We first prove the convexity property of the stability condition (18b). The stability condition (18b) can be rewritten as follows

		$\displaystyle S(\theta_{q})=\mathbb{M}_{a_{q}}(\theta_{q})\cdot\overline{\mathbb{M}}_{s_{q}}(\theta_{q})$		(C-1)
		$\displaystyle=\mathbb{E}\left[e^{a_{q}\theta_{q}}\right]\cdot\mathbb{E}\left[e^{-\theta_{q}s_{q}}\right]$
		$\displaystyle=\mathbb{E}\left[e^{-\theta_{q}\mathcal{X}_{q}}\!\right]<1,$

where the independent property between $a_{q}$ and $s_{q}$ is utilized, and the variable substitution $\mathcal{X}_{q}=s_{q}-a_{q}$ is exploited. According to the definition of convex functions, we can obtain that $\forall\theta_{q}^{1}\neq\theta_{q}^{2}$ and $\forall 0\leq\varrho\leq 1$ , where $\theta_{q}^{1},\theta_{q}^{2}\in(0,\theta_{q}^{max})$ , the following inequality must hold:

		$\displaystyle\mathbb{E}\left[e^{-\left(\varrho\theta_{q}^{1}+(1-\varrho)\theta_{q}^{2}\right)\mathcal{X}_{q}}\!\right]$		(C-2)
		$\displaystyle\leq\varrho\mathbb{E}\left[e^{-\varrho\theta_{q}^{1}\mathcal{X}_{q}}\right]+(1-\varrho)\mathbb{E}\left[e^{-\varrho\theta_{q}^{2}\mathcal{X}_{q}}\right].$		(C-2)

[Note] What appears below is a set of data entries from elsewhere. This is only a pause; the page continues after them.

PR #518, opened 2019-11-13
fix(feature-card): don't provide FeatureCard's href to ResourceC…

### LINKED ISSUE #517: FeatureCard has nested anchors
## The FeatureCard component has nested anchors

When implementing the `<FeatureCard>` component, I noticed a warning in the console that says `Warning: validateDOMNesting(...): <a> cannot appear as a descendant of <a>.` 

What browser are you working in?
Chrome, Version 78.0.3904.97 (Official Build) (64-bit)

1. import FeatureCard
2. implement the thing
3. give it an href
4. peep the console 

## Screenshot

anchor_descendent_of_anchor

featurecard_browser_console

:heart: the work y'all do

✊

jendowns:
Closes #517 

As shown in #517, the `FeatureCard` currently takes an `href` and then adds that URL both a wrapper anchor element **and** to the inner `ResourceCard` component, which subsequently renders its own anchor element. As a result, the `FeatureCard` has nested anchors, which is [invalid markup](https://html.spec.whatwg.org/multipage/text-level-semantics.html#the-a-element) & generates a console error.

I propose a couple changes to fix this -- namely:
* the `FeatureCard` should not share its `href` value with the `ResourceCard`, as that is not necessary.
* the `ResourceCard` should render as a `div` if no `href` is provided (similar change to #515)

With these 2 changes, the `FeatureCard` will only render one anchor (the primary wrapper).

#### Changelog

**New**

- add focus styles to `FeatureCard`

**Changed**

- if no `href` is provided to `ResourceCard`, render as a `div`
- `FeatureCard` no longer passes its `href` value down to the inner `ResourceCard`


jendowns:
Tagging @dakahn 👍

packages/gatsby-theme-carbon/src/components/FeatureCard/feature-card.scss
```diff
@@ -33,6 +34,14 @@
   background: $carbon--gray-80; //$hover-ui for gray 90 theme
 }
 
+.#{$prefix}--feature-card__link:focus {
+  outline: none;
+
+  .gatsby-resp-image-wrapper {
+    @include focus-outline;
```
jendowns: Please note that this ends up adding a 1px outline.
But please let me know if you'd like a thicker outline, like 2px. That would be a custom rule outside the mixin (because offset won't work here), but I can switch that easily 👍

vpicone: @jendowns If you could increase it to match the other components that'd be great. We've been using this rather than the focus-outline helper:

```
  outline: 2px solid $focus;
  outline-offset: -2px;
```

jendowns:
Thanks @vpicone -- I just updated the focus outline to be 2px, but I left out an offset rule. Given the element where the outline has to be applied (due to margins etc), a negative offset would not be visible.

PR #533, opened 2019-11-15
fix: homepage template list color

### LINKED ISSUE #532: Lists under `.container--homepage` don't use `color: white` like `.container--dark`
## Detailed description

> Describe in detail the issue you're having.

Using a list on the `Homepage` template results in a black color list on a dark background.

The text color should be white for a list item on a the homepage, which uses `.container--homepage` not `.container--dark`.

Firefox/Chrome

1. Make an index mdx file that uses the homepage template
2. Add a list
3. Go look at the list in browser, it should be "invisible", the background and foreground colors will be the same

## Additional information

image

Text highlighted for visibility.

jonwrona:
Closes #532

<del>Added a style to set the color of a list item on the homepage template</del>

Dark theme on Homepage template works to update the list color.

#### Changelog

**New**

- <del>Added one style in `Markdown.module.scss` to change color of a `.bx--list__item` to white inside a `.container--homepage`</del>
- Added `theme="dark"` prop to Homepage template

**Changed**

- n/a

**Removed**

- n/a


vpicone:
I think instead we should pass `theme="dark"` to the layout component in the homepage. Rather than tacking this style logic onto the home page container.

jonwrona:
@vpicone I went ahead and made that change, makes a lot more sense to do it that way. Thanks for the heads up I wasn't aware that was a prop!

According to Hölder’s inequality, we can derive that

		$\displaystyle\mathbb{E}\left[e^{-\left(\varrho\theta_{q}^{1}+(1-\varrho)\theta_{q}^{2}\right)\mathcal{X}_{q}}\right]=\mathbb{E}\left[\left\|e^{-\varrho\theta_{q}^{1}\mathcal{X}_{q}}\cdot e^{-(1-\varrho)\theta_{q}^{2}\mathcal{X}_{q}}\!\right\|\right]$		(C-3)
		$\displaystyle\leq\left(\mathbb{E}\left[\left\|e^{-(1-\varrho)\theta_{q}^{2}\mathcal{X}_{q}}\right\|^{1/1-\varrho}\right]\right)^{1-\varrho}\cdot\left(\mathbb{E}\left[\left\|e^{-\varrho\theta_{q}^{1}\mathcal{X}_{q}}\!\right\|^{1/\varrho}\right]\right)^{\varrho}$
		$\displaystyle=\left(\mathbb{E}\left[e^{-\theta_{q}^{1}\mathcal{X}_{q}}\right]\right)^{\varrho}\cdot\left(\mathbb{E}\left[e^{-\theta_{q}^{2}\mathcal{X}_{q}}\right]\right)^{1-\varrho}$
		$\displaystyle\overset{(a)}{\leq}\varrho\mathbb{E}\left[e^{-\varrho\theta_{q}^{1}\mathcal{X}_{q}}\right]+(1-\varrho)\mathbb{E}\left[e^{-\varrho\theta_{q}^{2}\mathcal{X}_{q}}\right],$

where the inequality (a) in (C-3) holds due to the fact that

x_{1}^{\varrho}x_{2}^{1-\varrho}\leq\varrho x_{1}+(1-\varrho)x_{2},\forall 0\leq\varrho\leq 1.

(C-4)

As a result, we define the function $f(\varrho)=\varrho x_{1}+(1-\varrho)x_{2}-x_{1}^{\varrho}x_{2}^{1-\varrho}$ . $\forall\varrho\in[0,1]$ and $x_{2},x_{2}<1$ , the second-order derivation $f^{{}^{\prime\prime}}(\varrho)=-x_{1}^{\varrho}x_{2}^{1-\varrho}\left(\log(x_{2})-\log(x_{1})\right)^{2}\leq 0$ . Since $f(0)=f(1)=0$ and $f^{{}^{\prime\prime}}(\varrho)\leq 0$ , it follows that $f(\varrho)$ reaches a local maximum for $\varrho\in[0,1]$ . Thus, $\forall\varrho\in[0,1]$ , $f(\varrho)\geq 0$ and (C-4) holds. Therefore, we show that the stability condition is convex.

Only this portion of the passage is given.